# UK citizenship application - referees question



## Lauren_999 (Jan 18, 2011)

Hi all

It's been awhile since I've been here, but the group was so helpful with my other Visa queries I thought I'd come back to clarify info as I'm now applying for UK citizenship/naturalisation after living here for six years.

When it comes to referees, I can't seem to pick apart the requirements. I know I need two, but does one of them HAVE to be a "professional" from the list (e.g. doctor, bank worker, teacher, police officer, etc)? 

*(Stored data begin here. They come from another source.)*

PR #4003, opened 2022-10-18
Fix quit triggers "invalid context state" error, #3593

low-batt:
This commit will change MPVController.mpvUninitRendering to lock and set the OpenGL context before calling the mpv render methods.

- [x] This implements/fixes issue #3593.

---

**Description:**

### DIFF
--- a/iina/MPVController.swift
+++ b/iina/MPVController.swift
@@ -435,6 +435,8 @@ class MPVController: NSObject {
 
   func mpvUninitRendering() {
     guard let mpvRenderContext = mpvRenderContext else { return }
+    lockAndSetOpenGLContext()
+    defer { unlockOpenGLContext() }
     mpv_render_context_set_update_callback(mpvRenderContext, nil, nil)
     mpv_render_context_free(mpvRenderContext)
   }


low-batt:
Very simple change. Let's get this one merged ASAP as the already merged fix to make IINA properly shutdown mpv has the possibility of making this issue more likely.

The OpenGL context is passed in thread local storage. Before calling mpv render methods we must insure the context has been set. This is a mpv/OpenGL requirement.

Of course if you fail to lock and fail to set, things might work because the thread just happens to have the context already in its local storage and no other thread happens to try and use the context while the thread is using the context without having locked it.

So this is one of those threading issues that randomly causes crashes. Previously we were terminating a lot of the time before properly executing shutdown. Now that we are doing that properly this code will be getting more use. Time to fix it.

I suspect this is not the only place where IINA fails to do this. This is the case I was able to reproduce and confirm this change fixes it. I will take a closer look into this later, but for now let's get this one fixed.

uiryuu (approved):

uiryuu:
Thanks!

PR #4008, opened 2022-10-21
Fix column selection warnings

svobs:

---

**Description:**
This removes `Warning: Column selection is not supported in view-based table and outline views` which are being output to the logs.

Reference:  https://developer.apple.com/forums/thread/693375


low-batt (approved):
Pulled PR locally, tested, confirmed fixed.

I don't think we were getting the warning for the table in advanced preferences? It was actually selectable. But that should not have been selectable as there isn't any action you can do with that table having selected a column. So good that we are disabling it for that table as well.

uiryuu:
Thanks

I've got two willing referees who:

Are 25 years+
UK citizens
Have known me 3 years+
Are not relatives

Thanks

p.s. Sorry if this is covered extensively already - the search function didn't provide much help!


----------



## Joppa (Sep 7, 2009)

Only one referee must be a professional person.


----------



## Lauren_999 (Jan 18, 2011)

OK - thank you! 

Any chance that you know if the retired version of these professions (e.g. a retired head master) would qualify?

Thanks!
L


----------



## Joppa (Sep 7, 2009)

Yes, retired person is eligible.


----------



## WestCoastCanadianGirl (Mar 17, 2012)

Agree with Joppa... retired professionals qualify.

One of my referees was a retired Civil Servant (husband's former work colleague). He simply completed his personal details (name and home address) and specified what profession he was in - i.e. he gave the name of the last department he worked in prior to leaving the Civil Service.

No further questions were asked.


Good luck to you and congratulations on making it to naturalisation!


----------



## Joppa (Sep 7, 2009)

But do ask your potential referee first that they agree to act as one, as Home Office often but not invariably contact them about the applicant.


----------